Les banques françaises tissent leur toile en Europe

«Ce sont des pays en rattrapage, avec un taux d’équipement de produits financiers pour les ménages inférieur à la moyenne européenne et des marges nettement plus élevées», commente Alain Dupuis, analyste de la maison de courtage Oddo Securities.
«Surtout dans le cas de la Grèce et de l’Italie, vous ne prenez pas de risque de change, comme c’est le cas, par exemple, en Turquie», ajoute-t-il. Les variations de taux de change peuvent y être assez "brutales" au point que Denizbank, la banque turque rachetée fin mai par Dexia pour près de 2 milliards d’euros, «vaut aujourd’hui 15 à 20% de moins», assure-t-il.

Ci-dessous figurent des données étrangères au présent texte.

PR #3293, opened 2022-04-01
Bootstrap 5 - Dark

dnil:
This PR adds a functionality.

- Bootstrap 5
- Dark or light mode auto select according to browser media preference

Screenshot 2022-04-01 at 19 01 03

Very, very obviously just a draft. Not super bad, but still many little details. The major change is moving away from jQuery as a strict dependency. It still plays with it of course, but all internal functions are now native js. They now use more explicit constructors, rather than a first jsQuery call to a function. Also few new naming schemes for things, like most (all?) `data-` prefix things are now `data-bs-`.

To get colors to play with dark mode, I opted to first reset essentially all our custom colors just to get stuff visible. Then one can bring them back one by one and select an appropriate light and a dark mode color alternative for each.

<details>

**Prepare for testing**
1. `sudo -iu hiseq.clinical`
1. `ssh localhost`
</details>

**How to test**:

**Expected outcome**:

**Review:**
- [x] code approved by
- [x] tests executed by


northwestwitch:
The PR I've just merged caused a conflict in scout/server/blueprints/institutes/templates/overview/causatives.html .. sorry! 😞

dnil:
Thanks, that is expected - I'll try to find a day or so to wrap this up in the near term so as to not do this too much. 

So far so good; many moving parts with js and bootstrap scripted components need a little tweak, but then work just fine. Feel very free to have look and suggest e.g. theme/style/colors or things from the new components that are must-have from the get-go!

dnil:
> @dnil do you want help fixing the sonarcloud issues in this branch?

Coup sur coup, le Crédit agricole a réalisé deux opérations de croissance externe : fin juillet, il a déboursé un milliard d’euros pour prendre une participation de 50% dans Fidis, filiale de services financiers de l’italien Fiat.
Puis, lundi 7 août, à l’issue d’une OPA lancée le 13 juin, la banque française a atteint son objectif de détenir au moins 40% du capital d’Emporiki, la troisième banque grecque par le nombre d’agences, valorisée à 3,3 milliards d’euros.
La banque verte, qui détenait déjà près de 9% d’Emporiki depuis 2000, n’a pas choisi de se renforcer en Grèce par hasard. En 2005, le marché grec du crédit immobilier a progressé trois fois plus vite que la moyenne de la zone euro, à 33% contre 11%. En ce qui concerne le crédit à la consommation, la croissance a été quatre fois plus rapide, à 28% contre 7%. De même, expliquait le directeur général de BNP Paribas Baudouin Prot pour justifier le projet de rachat de Banca Nazionale del Lavoro pour 9 milliards d’euros, le marché bancaire italien, tout en étant "culturellement proche du marché français", "se développe plus rapidement pour les produits-clés (crédit à l’habitat, crédit à la consommation, assurance-vie), ce qui le rend particulièrement attractif".
Quant aux pays d’Europe centrale et orientale, où la Société générale a pris une longueur d’avance en s’implantant en Roumanie dès 1999, "on peut faire le pari que certains rejoindront à moyen terme la zone euro", éliminant par là-même le risque de change, soutient M. Dupuis.